GDF15 expression in patient sera determined by ELISA quantification. (A) GDF15 expression in healthy controls (n = 14); all CMT (n = 49), CMT1 (n = 24), PMP22d (n = 19), CMT2 (n = 17) and GARS/AARS (n = 8) neuropathy patients; GNE myopathy (n = 39), BMD (n = 30) and DMD (n = 4) patients. GDF15 ROC curves for: (B) CMT (all) versus control, AUC = 0.972 (95% CI; 0.936–1); (C) GARS/AARS versus control, AUC = 0.960 (95% CI; 0.886–1); (D) PMP22d versus control, AUC 974 (95% CI; 0.912–1). (E) GDF15 in control, mild (CMTES < 10) and severe patients (CMTES ≥ 10). (F) GDF15 versus CMTES in CMT patients, with regression shown for all patients and a CMTES < 15 subset.

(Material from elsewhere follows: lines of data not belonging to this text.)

PR #4449, opened 2017-09-06
Fix php notice from missing array key

sc0ttkclark:


jamesgol:
D'oh, sorry was my fault

PR #4452, opened 2017-09-06
Allow magic tags engine to be replace via WordPress filter

### LINKED ISSUE #4447: Allow magic tags engine to be replaced via WordPress filter
PR incoming

jamesgol:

Statistical significant indicated by Student’s t-test, where *P < 0.05, **P < 0.01, ***P < 0.001, ****P < 0.0001.

Figure 8

Complement components and NCAM1 are increased in skeletal muscle of CMT patients. Confocal microscopy detects more (A) complement C1q, (B) complement C3, and (C) NCAM1-positive structures in muscle biopsies of two patients with CMT due to pathogenic variants in FIG4 and GDAP1 compared to age- and sex-matched healthy controls (each in red). In contrast, muscle biopsies from healthy controls show more α-bungarotoxin (BTX, green) positive structures along the basement membrane (Spectrin, grey). Scale bars = 20 µm in overview scans, 10 µm in detail scans (indicated by white box).